All parties must have unimpaired judgment (examples that may cause impairment include but are not limited to alcohol, drugs, mental health conditions, physical health conditions).

A lot of schools (like Sheperd University) choose this approach, using fairly vague phrases like “unimpaired judgment” or “substantially impaired.” Reed goes further in depth, including both a provision for physically incapacitated persons as well those with cognitive/developmental disabilities.

Physically incapacitated persons are considered incapable of giving effective consent when they lack the ability to appreciate the fact that the situation is sexual, and/or cannot rationally and reasonably appreciate the nature and extent of that situation…Mentally disabled persons cannot give consent to sexual activity if they cannot appreciate the fact, nature, or extent of the sexual situation in which they find themselves. The mental disability of the party must be known or reasonably knowable to the non-disabled sexual partner, in order to hold them responsible for the violation. Therefore, when mentally disabled parties engage in sexual activity with each other, such knowledge may not be possible.

Many schools use similar language about “appreciating” the fact that a situation is sexual—Occidental College and Lewis and Clark College are two examples.

For an example of a school that does not patently reject the right of students with intellectual or cognitive disabilities to engage in sexual activity, let’s look at Westminster College’s definition of informed consent. Under the section that details when informed consent cannot be given, Westminster bullets:

Some mentally disabled persons cannot give effective consent if they are incapable of understanding the nature of the sexual situation in which they are placed.

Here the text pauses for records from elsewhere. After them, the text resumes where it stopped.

PR #1592, opened 2017-06-06
backport: DNM: tox: add ansible2.3

ktdreyer:
Not sure if this is the right way to add this... But I really want us to be testing on both ansible2.2 and ansible2.3.


ktdreyer:
I think this means I need to add Jenkins jobs for ansible2.3 as well? (And they'll fail on stable-2.2 until I've backported this?)

andrewschoen:
> I think this means I need to add Jenkins jobs for ansible2.3 as well? (And they'll fail on stable-2.2 until I've backported this?)

Yeah, you'll need to update https://github.com/ceph/ceph-build/blob/master/ceph-ansible-prs/config/definitions/ceph-ansible-prs.yml#L6. Perhaps it's time to add an ``ansible_version`` factor in that JJB so we can add ``ansible2.2`` and ``ansible2.3`` easily.

ktdreyer:
Thanks. I will merge+backport this PR before making the ceph-build.git change.

guits:
jenkins test kraken-ansible2.2-xenial_cluster

leseb:
@ktdreyer status of this PR?

ktdreyer:
This is uneeded now

PR #1633, opened 2017-06-29
ansible: fail if user selects OSD auto detection and raw devices are …

fullerdj:
…mounted

Signed-off-by: Douglas Fuller <dfuller@redhat.com>

### DIFF
--- a/roles/ceph-osd/tasks/check_devices_auto.yml
+++ b/roles/ceph-osd/tasks/check_devices_auto.yml
@@ -10,6 +10,27 @@
     - ansible_devices is defined
     - item.value.removable == "0"
 
+- name: check if any of the raw partitions are mounted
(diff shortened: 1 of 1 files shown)


roles/ceph-osd/tasks/check_devices_auto.yml
```diff
@@ -10,6 +10,27 @@
     - ansible_devices is defined
     - item.value.removable == "0"
 
+- name: check if any of the raw partitions are mounted
+  shell: "mount |grep '^/dev/{{ item.key }} '"
```
leseb: `s/mount |grep/mount | grep -sq/`?

fullerdj: Sure.

Issue #2139, opened 2017-11-05
For non containerized_deployment,  osd_crush_location cannot be set


mslovy:
we set those in the inventory like below:

[osds]
cephsata-0-rack2-1 ceph_crush_root=HDD ceph_crush_pod=HDD-Replication-Domain-0 ceph_crush_rack=HDD-RACK-2
cephsata-1-rack3-1 ceph_crush_root=HDD ceph_crush_pod=HDD-Replication-Domain-0 ceph_crush_rack=HDD-RACK-3
cephsata-2-rack4-1 ceph_crush_root=HDD ceph_crush_pod=HDD-Replication-Domain-0 ceph_crush_rack=HDD-RACK-4

and  enable the param:
crush_location: true
osd_crush_location: "\"root={{ ceph_crush_root }} rack={{ ceph_crush_rack }} host={{ ansible_hostname }}\""

however, osd_crush_location is not properly set for each osd. I find the code in master just config osd_crush_location for containerized_deployment, am I miss something or something wrong here, thanks?

guits:
Closed due to inactivity, feel free to re-open if needed. Thanks!

PR #2146, opened 2017-11-08
osd: fix crush location for non-containerized deployment

mslovy:
crush location only set for containerized deployment

Signed-off-by: yaoning <yaoning@unitedstack.com>


mslovy:
Related to this issus: https://github.com/ceph/ceph-ansible/issues/2139

PR #2151, opened 2017-11-09
Add openSUSE Leap 42.3 support

hwoarang:
This PR adds support for openSUSE Leap 42.3 support. The Ceph packages can either be installed from the official repositories or from the OBS one.

### DIFF
--- a/group_vars/all.yml.sample
+++ b/group_vars/all.yml.sample
@@ -80,6 +80,12 @@ dummy:
 #  - hdparm
 #  - python-setuptools
 
+#suse_package_dependencies:
+#  - python-pycurl
+#  - python-xml
+#  - hdparm
+#  - python-setuptools
+
 # Whether or not to install the ceph-test package.
 #ceph_test: false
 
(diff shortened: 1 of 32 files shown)


guits:
@leseb @andrewschoen @alfredodeza 
any thoughts on this PR?

hwoarang:
Does anyone know what needs to be done to add a Jenkins job for openSUSE as well so we can test it in the same way as the rest of the distros?

alfredodeza:
we don't have the ability to test openSUSE as it is not even part of the Openstack provider we use to launch ephemeral builders. If we did, we would need to change a bunch of services to support new configuration

roles/ceph-docker-common/tasks/misc/ntp_suse.yml
```diff
@@ -0,0 +1,13 @@
+---
+- name: include ../checks/check_ntp_suse.yml
```
leseb: Where is  `check_ntp_suse.yml`?
Also, can you merge this with `ntp_redhat.yml`?

hwoarang:
@leseb I think it should be OK now
@alfredodeza oh that's a shame. However, we can still test openSUSE + Ceph in the OpenStack Ansible project so we can capture potential future failures.

PR #2153, opened 2017-11-09
osd: always run disk_list test

guits:
there is no need to have a condition on this task, this test should be
always run since the result will be interpreted later.


guits:
@leseb I don't think it's wrong, it's just no longer necessary since we ensure the test is always run.

it means `disk_list.get('rc')` is enough i think

PR #2163, opened 2017-11-10
rpm: require ansible 2.4.1.0

ktdreyer:
2.4.0.0 has some bugs, and we're going to ship with v2.4.1.0.


guits:
I think there is no need to wait for the CI for this

PR #2177, opened 2017-11-15
Allow to use rados for ganesha exports

jprovaznik:


roles/ceph-nfs/tasks/start_nfs.yml
```diff
@@ -1,4 +1,19 @@
 ---
+- name: check if rados index object exists
+  shell: "rados -p {{ cephfs_data }} ls|grep ganesha_rados_export_index"
```
ajarr: Are you hard coding the name of the object used as an index of RADOS export object URLS? It needs to be a configurable as in the manila driver, right?

group_vars/nfss.yml.sample
```diff
@@ -44,6 +44,11 @@ dummy:
 ######################
 #ceph_nfs_log_file: "/var/log/ganesha/ganesha.log"
 #ceph_nfs_dynamic_exports: false
+# if set to true then rados is used to store dynamic exports
```
ajarr: s/dynamic exports/ganesha exports?

Why are exports stored in RADOS being called dynamic?

jprovaznik: fixed

roles/ceph-nfs/tasks/start_nfs.yml
jprovaznik: Not necessarily (this value is currently hardcoded in templates) but you are right it would be better to make this configurable. I'll update it in this PR.

jprovaznik:
@leseb, this is a new feature (not even yet in released luminous version), I think it would be safer to hold on with making this default option.

leseb:
@jprovaznik fair enough

group_vars/nfss.yml.sample
```diff
@@ -44,6 +44,14 @@ dummy:
...
 #ceph_nfs_log_file: "/var/log/ganesha/ganesha.log"
 #ceph_nfs_dynamic_exports: false
+# If set to true then rados is used to store ganesha exports
+# and client sessions information, this is useful if you
+# run multiple nfs-ganesha servers in active/passive mode and
+# want to do failover
+#ceph_nfs_rados_backend: false
+# Name of the rados object used to store a list of the export rados
+# object URLS
+#ceph_nfs_rados_export_index: "ganesha_rados_export_index"
```
ajarr: s/ganesha_rados_export_index/ganesha-export-index/

'ganesha-export-index' is the default value I've set in the ganesha driver patch. Better to match?

ajarr:
You're hardcoding the ceph's conf file as '/etc/ceph/ceph.conf'. I'm not sure if that's OK in the ceph-ansible world. Otherwise looks OK to me. Thanks, Jan.

roles/ceph-nfs/tasks/start_nfs.yml
```diff
@@ -1,4 +1,19 @@
 ---
+- name: check if rados index object exists
+  shell: "rados -p {{ cephfs_data }} ls|grep {{ ceph_nfs_rados_export_index }}"
```
leseb: `--cluster {{ cluster }}`

roles/ceph-nfs/tasks/start_nfs.yml
```diff
@@ -1,4 +1,19 @@
...
+  changed_when: false
+  failed_when: false
+  register: rados_index_exists
+  check_mode: no
+  when:
+    - ceph_nfs_rados_backend
+
+- name: create an empty rados index object
+  shell: "echo | rados -p {{ cephfs_data }} put {{ ceph_nfs_rados_export_index }} -"
```
leseb: ditto

PR #2189, opened 2017-11-16
Make openstack_keys param support no acls list

fultonj:
A recent change [1] required that the openstack_keys
param always containe an acls list. However, it's
possible it might not contain that list. Thus, this
param sets a default for that list to be empty if it
is not in the structure as defined by the user.

[1] d65cbaa53952269ec9a2e76fca8203ce7ad22c2b


guits:
related BZ: https://bugzilla.redhat.com/show_bug.cgi?id=1506625

PR #2191, opened 2017-11-16
Make openstack_keys param support no acls list

guits:
A recent change [1] required that the openstack_keys
param always containe an acls list. However, it's
possible it might not contain that list. Thus, this
param sets a default for that list to be empty if it
is not in the structure as defined by the user.

[1] d65cbaa53952269ec9a2e76fca8203ce7ad22c2b

(cherry picked from commit d73f751b6372cbd60ddd6a24ae53232307b32fac)


guits:
failure here is due to yum repository failure, merging anyway

Issue #2192, opened 2017-11-16
firewalld needs to be disabled on Centos 7.4 and ceph ansible stable 3.0


Masber:
ceph cluster ends in ERROR state due to firewalld is blocking OSDs traffic. Several errors like 

> 2017-11-17 10:18:12.101651 7fb658ccb700 -1 osd.0 71 heartbeat_check: no reply from 10.0.32.58:6815 osd.7 ever on either front or back, first ping sent 2017-11-16 19:22:44.900585 (cutoff 2017-11-17 10:17:52.101594)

The use of the word “some” opens up the possibility of other students with disabilities fully understanding the sexual nature of the acts they are consenting to. However, the use of the passive voice in the phrase “they are placed” again takes agency away from the disabled person. It suggests that instead of choosing sex, these subjects are “placed” (like objects) into a sexual situation. So close…yet so far. It is in the close reading of sexual assault policies that careful wording reveals its power.

For the countless number of schools who choose not to address this complicated issue at all, it’s very important to mention cognitive and developmental disabilities as Reed and Antioch and many other colleges do. Policies that neglect to even mention the complexities of consent when it includes a person who identifies as having a disability sets up a barrier for that person coming forward to report. Paying attention to this issue makes a policy more inclusive and widely applicable in different scenarios.

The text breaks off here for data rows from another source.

PR #2207, opened 2017-11-22
common: install ceph-common on all the machines

leseb:
Since some daemons now install their own packages the task checking the
ceph version fails on Debian systems. So the 'ceph-common' package must
be installed on all the machines.

### DIFF
--- a/roles/ceph-common/tasks/installs/install_debian_rhcs_packages.yml
+++ b/roles/ceph-common/tasks/installs/install_debian_rhcs_packages.yml
@@ -1,4 +1,9 @@
 ---
+- name: install red hat storage ceph-common for debian
+  apt:
+    pkg: ceph-common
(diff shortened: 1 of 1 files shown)


guits:
merged without CI passing since it's not covered

ktdreyer:
Would you please clarify "some daemons now install their own packages"? I'm not able to parse that sentence

guits:
@ktdreyer it means that some roles in ceph-ansible handle themselves the package installation for the corresponding daemon, basically the task has moved from `ceph-common` role to `ceph-mds`

https://github.com/ceph/ceph-ansible/blob/master/roles/ceph-mds/tasks/non_containerized.yml#L2-L17

ktdreyer:
Thanks @guits, that helps.

PR #2211, opened 2017-11-25
Set tighter permissions on keyrings when containerized

fultonj:
During a containerized deployment, set the permissions of ceph.client.admin.keyring and other keyrings to chmod 600 and chown it to ceph.

### DIFF
--- a/roles/ceph-defaults/tasks/facts.yml
+++ b/roles/ceph-defaults/tasks/facts.yml
@@ -151,3 +151,17 @@
     - inventory_hostname in groups.get(osd_group_name, [])
     - not osd_auto_discovery|default(False)
     - osd_scenario != 'lvm'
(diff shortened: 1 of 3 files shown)


fultonj:

fultonj:

fultonj:

fultonj:
jenkins test Docs

fultonj:

fultonj:

guits:
@fultonj user `ceph` doesn't exist on the host machine, we could use numerical value instead but it differs according the distribution you are running `64045` for debian based distributions vs. `167` for rhel based distributions. It means we would have to split the task to do that.

fultonj:
ok, thanks. I'll update this with that within the week.

PR #2214, opened 2017-11-27
handlers: restart daemons only if docker is running

guits:
In case where docker CLI is available but docker is not running, we
don't want to trigger the restart of the daemons.

Closes: https://bugzilla.redhat.com/show_bug.cgi?id=1510555


dmesser:
I can confirm this patch works in my environment.

PR #3255, opened 2018-10-22
ceph_mgr : systemd reload

c35sys:
Force systemd to reload configuration before trying to start ceph-mgr service, as it doesn't start without it in a node with ceph-mon and ceph-mgr only.


c35sys:
jenkins test pipeline

PR #3260, opened 2018-10-24
[skip ci] ceph_mgr : systemd reload

c35sys:
Force systemd to reload configuration before trying to start ceph-mgr service, as it doesn't start without it in a node with ceph-mon and ceph-mgr only.

### DIFF
--- a/roles/ceph-mgr/tasks/pre_requisite.yml
+++ b/roles/ceph-mgr/tasks/pre_requisite.yml
@@ -32,6 +32,12 @@
     - ceph_mgr_systemd_overrides is defined
     - ansible_service_mgr == 'systemd'
 
+- name: ceph-mgr systemd reload
+  systemd: daemon_reload=yes
+  changed_when: false
+  when:
+- ansible_service_mgr == 'systemd'
+
 - name: start and add that the mgr service to the init sequence
   service:
     name: "ceph-mgr@{{ ansible_hostname }}"


roles/ceph-mgr/tasks/pre_requisite.yml
```diff
@@ -32,6 +32,12 @@
...
 
+- name: ceph-mgr systemd reload
+  systemd: daemon_reload=yes
+  changed_when: false
+  when:
+- ansible_service_mgr == 'systemd'
+
 - name: start and add that the mgr service to the init sequence
   service:
     name: "ceph-mgr@{{ ansible_hostname }}"
```
leseb: add `daemon_reload: yes` here.

roles/ceph-mgr/tasks/pre_requisite.yml
```diff
@@ -32,6 +32,12 @@
     - ceph_mgr_systemd_overrides is defined
     - ansible_service_mgr == 'systemd'
 
+- name: ceph-mgr systemd reload
```
leseb: remove this block

roles/ceph-mgr/tasks/pre_requisite.yml
c35sys: I don't think "daemon_reload" is an option for ansible "service" module, that's why I used a different block using the "systemd" module.
What do you think ?

leseb: Oh right. Can you share your error also because it's not clear that issue this commit fixes. Thanks.

c35sys:
OS : Ubuntu 16.04
Ceph version : luminous

I'm installing ceph on 6 nodes:
- 3 physical nodes for OSDs
- 3 lxc nodes for ceph-mon and ceph-mgr, which are collocated on the same lxc container

When I'm installing ceph without the patch, ceph-mgr can't start, I tried several times and it fails each time. Doing a systemd reload before starting the daemon fixes the problem.

leseb:
@c35sys merci !

PR #3279, opened 2018-10-30
igw fix iscsi/api port setup

mikechristie:
This patchset fixes a couple bugs related to the ceph iscsi gw port setup.

The default port used in the code was 5000 but in some docs and setup files like inf ansible it was 5001. These patches sync it to 5000 so it matches the code in ceph-iscsi-config.

The iscsi target port was also not getting setup in the firewall and if the api_port was something other than the default it was also not getting setup.


mikechristie:
@leseb 

We already had a documentation addition for this issue, so it is not very high priority. If it is too late for 3.2 or you do not have time then just put it in the next release when you have time.

leseb:
@mikechristie no we still have time, I just need a BZ to do the backport :)

roles/ceph-infra/tasks/configure_firewall.yml
```diff
@@ -152,18 +152,35 @@
...
+  firewalld:
+    port: "{{ api_port }}/tcp"
+    zone: "{{ ceph_iscsi_firewall_zone }}"
+    source: "{{ public_network }}"
+    permanent: true
+    immediate: true
+    state: enabled
+  notify: restart firewalld
+  when:
+    - api_port is defined
```
leseb: `api_port` is always defined so we don't need this check.

mikechristie: Are the defaults initialized before the firewall above?

If I do not have that check I get the error:


TASK [ceph-infra : open iscsi api ports] ***************************************
Tuesday 06 November 2018  21:37:15 -0600 (0:00:00.924)       0:00:18.323 ****** 
fatal: [ans6]: FAILED! => {"msg": "The task includes an option with an undefined variable. The error was: 'api_port' is undefined\n\nThe error appears to have been in '/root/src/ceph-ansible/roles/ceph-infra/tasks/configure_firewall.yml': line 171, column 3, but may\nbe elsewhere in the file depending on the exact syntax problem.\n\nThe offending line appears to be:\n\n\n- name: open iscsi api ports\n  ^ here\n"}

mikechristie: Ah shoot, have we talked about this before? Do I need to do

port: "{{ api_port | default(5000) }}/tcp"

leseb: My bad `api_port` actually comes from the ceph-iscsi role, I think the `port: "{{ api_port | default(5000) }}/tcp"` is what we want then.

mikechristie: Fix up and repushed.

Unfortunately, there is no clear-cut answer, no ideal phrasing and no model policy for this issue. Perhaps the language of appreciating the sexual activity is not bad—it does not say that individuals with disabilities cannot give consent ever (wrong!). It grants these students a degree of protection while respecting their sexual agency.

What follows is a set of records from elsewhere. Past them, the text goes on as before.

PR #3287, opened 2018-10-31
validate: ceph_origin and containerized_deployment can not both be set

andrewschoen:
Fixes: https://bugzilla.redhat.com/show_bug.cgi?id=1630975

### DIFF
--- a/plugins/actions/validate.py
+++ b/plugins/actions/validate.py
@@ -48,7 +48,7 @@ class ActionModule(ActionBase):
             notario_store["containerized_deployment"] = host_vars["containerized_deployment"]
             notario.validate(host_vars, install_options, defined_keys=True)
 
-            if host_vars["ceph_origin"] == "repository":
+            if host_vars["ceph_origin"] == "repository" and not host_vars["containerized_deployment"]:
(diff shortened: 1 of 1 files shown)


andrewschoen:
@leseb I realize they are mutually exclusive, but in the case where you're deploying containers you use a different playbook and I believe ``containerized_deployement`` will take precedence right?

I'd really hesitate to add another special downstream all.yml file. This patch lets a downstream user just set ``containerized_deployment: True`` and deploy, not having to worry about using different group_vars. The amount of change needed for option 1 I don't think provides a bunch of value either.

leseb:
@andrewschoen I'm just to trying to avoid confusion and educate the user on how options should be configured. Can't instead fail if both are `ceph_origin` and `containerized_deployement` configured?

leseb:
@andrewschoen looks good! Thanks for the followup :)

andrewschoen:
@leseb ok, I've got this changed. Thanks.

leseb:
@andrewschoen thanks!

leseb:
jenkins test pipeline

leseb:
jenkins test pipeline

So if your school is like the University of Toronto and already has a group to represent students with disabilities, get them involved! This is something campuses need to address fully, as literally millions of individuals with disabilities are enrolled in our nation’s colleges. The most important thing schools can do with respect to this issue is utilize inclusive language in their policies that does not prohibit disabled students from engaging in sexual activity.

    4 thoughts on “Critic’s Pick: Consenting with Disabilities

    1. Interested, nuanced perspective on what consent means for students with disabilities. It’s definitely not discussed enough.

    2. The amount of research you’ve done here is really impressive. Are there any examples of mainstream media investigations into how this plays out? Especially at name schools like Ivies and big sports schools–you’d think this would be worthy of more attention. Evidently not. Ridiculous.

    3. Have you guys ever tried to get them to write about these issues on individual campuses? There must be countless examples of problematic situations which, if exposed, would necessitate administrative action towards policy reform.